=== Begin Enclosure ===
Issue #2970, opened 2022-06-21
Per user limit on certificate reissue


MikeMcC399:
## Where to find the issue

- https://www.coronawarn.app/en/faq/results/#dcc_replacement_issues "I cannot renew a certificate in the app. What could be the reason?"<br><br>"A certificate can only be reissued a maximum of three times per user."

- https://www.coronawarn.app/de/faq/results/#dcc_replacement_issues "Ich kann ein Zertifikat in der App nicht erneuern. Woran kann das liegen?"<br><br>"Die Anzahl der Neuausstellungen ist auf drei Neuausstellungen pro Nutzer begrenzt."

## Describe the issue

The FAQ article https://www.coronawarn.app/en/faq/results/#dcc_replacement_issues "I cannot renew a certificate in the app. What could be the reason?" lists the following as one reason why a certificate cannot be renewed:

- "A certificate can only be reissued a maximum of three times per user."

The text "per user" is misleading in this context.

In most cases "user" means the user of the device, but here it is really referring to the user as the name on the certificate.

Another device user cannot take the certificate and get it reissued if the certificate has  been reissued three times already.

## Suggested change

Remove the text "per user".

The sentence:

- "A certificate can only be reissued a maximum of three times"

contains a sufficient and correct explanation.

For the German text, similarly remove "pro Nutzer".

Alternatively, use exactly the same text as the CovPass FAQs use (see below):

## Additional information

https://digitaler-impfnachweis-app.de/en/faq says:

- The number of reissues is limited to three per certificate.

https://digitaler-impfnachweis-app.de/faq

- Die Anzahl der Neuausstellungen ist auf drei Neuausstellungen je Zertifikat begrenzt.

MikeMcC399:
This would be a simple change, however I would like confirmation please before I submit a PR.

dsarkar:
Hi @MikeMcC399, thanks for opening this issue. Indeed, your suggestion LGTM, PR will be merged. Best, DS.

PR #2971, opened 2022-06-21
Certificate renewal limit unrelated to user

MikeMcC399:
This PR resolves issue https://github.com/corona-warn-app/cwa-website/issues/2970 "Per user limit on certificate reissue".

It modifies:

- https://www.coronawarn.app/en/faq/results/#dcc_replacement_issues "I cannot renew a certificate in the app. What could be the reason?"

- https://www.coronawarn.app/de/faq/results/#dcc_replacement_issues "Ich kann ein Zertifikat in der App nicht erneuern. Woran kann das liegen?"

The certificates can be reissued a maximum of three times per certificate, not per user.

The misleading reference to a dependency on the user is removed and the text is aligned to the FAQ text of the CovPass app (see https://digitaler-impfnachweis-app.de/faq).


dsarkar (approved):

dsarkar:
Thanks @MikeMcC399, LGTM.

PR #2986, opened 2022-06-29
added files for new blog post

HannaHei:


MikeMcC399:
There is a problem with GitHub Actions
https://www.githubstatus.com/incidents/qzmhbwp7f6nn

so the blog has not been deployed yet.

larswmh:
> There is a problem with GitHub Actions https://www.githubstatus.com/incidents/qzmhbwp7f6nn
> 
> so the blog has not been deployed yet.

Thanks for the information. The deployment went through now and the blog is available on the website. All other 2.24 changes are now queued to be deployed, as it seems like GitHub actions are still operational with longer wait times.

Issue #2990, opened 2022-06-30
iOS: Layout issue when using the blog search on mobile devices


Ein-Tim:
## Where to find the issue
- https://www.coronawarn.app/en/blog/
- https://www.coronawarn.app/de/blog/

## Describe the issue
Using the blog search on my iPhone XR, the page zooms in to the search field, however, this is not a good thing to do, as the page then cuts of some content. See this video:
=== End Enclosure ===
=== Begin Enclosure ===
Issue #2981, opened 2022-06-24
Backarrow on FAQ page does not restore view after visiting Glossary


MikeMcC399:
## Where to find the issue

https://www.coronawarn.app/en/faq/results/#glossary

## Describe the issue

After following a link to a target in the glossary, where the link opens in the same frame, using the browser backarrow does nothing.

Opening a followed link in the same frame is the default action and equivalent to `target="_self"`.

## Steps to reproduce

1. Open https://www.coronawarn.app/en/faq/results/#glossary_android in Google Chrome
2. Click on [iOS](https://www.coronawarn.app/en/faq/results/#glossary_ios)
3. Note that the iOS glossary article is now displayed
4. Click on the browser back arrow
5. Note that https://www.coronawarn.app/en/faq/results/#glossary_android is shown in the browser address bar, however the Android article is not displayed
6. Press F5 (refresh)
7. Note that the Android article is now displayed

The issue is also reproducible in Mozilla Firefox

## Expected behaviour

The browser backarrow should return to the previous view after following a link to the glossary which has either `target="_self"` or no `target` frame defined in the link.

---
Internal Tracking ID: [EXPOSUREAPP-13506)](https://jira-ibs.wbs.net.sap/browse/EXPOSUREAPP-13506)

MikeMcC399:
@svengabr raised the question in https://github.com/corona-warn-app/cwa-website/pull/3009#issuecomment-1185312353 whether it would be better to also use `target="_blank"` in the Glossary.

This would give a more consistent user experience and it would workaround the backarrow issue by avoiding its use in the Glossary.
=== End Enclosure ===
(REQUIREMENT) Where the listing above has a line with "Issue #2970, opened 2022-06-21", start there, and output every line exactly through the line with "The FAQ article", which is also included.

(RESULT OF THE TASK)
Issue #2970, opened 2022-06-21
Per user limit on certificate reissue


MikeMcC399:
## Where to find the issue

- https://www.coronawarn.app/en/faq/results/#dcc_replacement_issues "I cannot renew a certificate in the app. What could be the reason?"<br><br>"A certificate can only be reissued a maximum of three times per user."

- https://www.coronawarn.app/de/faq/results/#dcc_replacement_issues "Ich kann ein Zertifikat in der App nicht erneuern. Woran kann das liegen?"<br><br>"Die Anzahl der Neuausstellungen ist auf drei Neuausstellungen pro Nutzer begrenzt."

## Describe the issue

The FAQ article https://www.coronawarn.app/en/faq/results/#dcc_replacement_issues "I cannot renew a certificate in the app. What could be the reason?" lists the following as one reason why a certificate cannot be renewed:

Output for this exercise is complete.